In the data that follows, find the line with "PR #5151, opened 2020-09-24"; transcribe it, every later line up to the one with "the random bucket", and that line as well, exactly and with no others.

Extracted material:
++++++++

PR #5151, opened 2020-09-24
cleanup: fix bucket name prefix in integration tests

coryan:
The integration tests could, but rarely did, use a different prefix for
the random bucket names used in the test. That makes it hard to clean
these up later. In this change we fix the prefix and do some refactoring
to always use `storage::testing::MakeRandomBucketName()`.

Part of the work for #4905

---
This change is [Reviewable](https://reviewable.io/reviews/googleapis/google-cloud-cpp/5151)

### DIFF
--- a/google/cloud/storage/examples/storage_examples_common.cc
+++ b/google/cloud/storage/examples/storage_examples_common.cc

++++++++

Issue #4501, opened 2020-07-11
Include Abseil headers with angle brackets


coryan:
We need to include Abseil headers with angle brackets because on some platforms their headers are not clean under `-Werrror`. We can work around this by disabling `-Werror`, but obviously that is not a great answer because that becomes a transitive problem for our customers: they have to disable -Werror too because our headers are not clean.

++++++++

Task result:
PR #5151, opened 2020-09-24
cleanup: fix bucket name prefix in integration tests

coryan:
The integration tests could, but rarely did, use a different prefix for
the random bucket names used in the test. That makes it hard to clean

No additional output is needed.